Saved data entries
********************
PR #487, opened 2020-07-24
Add stddef.h

jyn514:
Closes https://github.com/jyn514/saltwater/issues/388. Gives a reasonable way to add additional header files.

Saltwater can, for the first time after 14 months, compile hello world with a GNU userland!

r? @pythondude325

### DIFF
--- a/src/analyze/expr.rs
+++ b/src/analyze/expr.rs
@@ -910,6 +910,7 @@ pub(super) fn literal(literal: Literal, location: Location) -> Expr {
     }
 }
 
+// 6.5.15 - Conditional operator
 fn pointer_promote(left: &mut Expr, right: &mut Expr) -> bool {
     let is_convertible_to_any_pointer = |expr: &Expr| {
         expr.ctype.is_void_pointer() || expr.ctype.is_char_pointer() || expr.is_null()
--- a/src/analyze/expr.rs
+++ b/src/analyze/expr.rs
@@ -911,12 +911,15 @@ pub(super) fn literal(literal: Literal, location: Location) -> Expr {
 }
 
 fn pointer_promote(left: &mut Expr, right: &mut Expr) -> bool {
+    let is_convertible_to_any_pointer = |expr: &Expr| {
********************
**Required action:** Copy out each entry once more, character for character.

**Result of this exercise:**
PR #487, opened 2020-07-24
Add stddef.h

jyn514:
Closes https://github.com/jyn514/saltwater/issues/388. Gives a reasonable way to add additional header files.

Saltwater can, for the first time after 14 months, compile hello world with a GNU userland!

r? @pythondude325

### DIFF
--- a/src/analyze/expr.rs
+++ b/src/analyze/expr.rs
@@ -910,6 +910,7 @@ pub(super) fn literal(literal: Literal, location: Location) -> Expr {
     }
 }
 
+// 6.5.15 - Conditional operator
 fn pointer_promote(left: &mut Expr, right: &mut Expr) -> bool {
     let is_convertible_to_any_pointer = |expr: &Expr| {
         expr.ctype.is_void_pointer() || expr.ctype.is_char_pointer() || expr.is_null()
--- a/src/analyze/expr.rs
+++ b/src/analyze/expr.rs
@@ -911,12 +911,15 @@ pub(super) fn literal(literal: Literal, location: Location) -> Expr {
 }
 
 fn pointer_promote(left: &mut Expr, right: &mut Expr) -> bool {
+    let is_convertible_to_any_pointer = |expr: &Expr| {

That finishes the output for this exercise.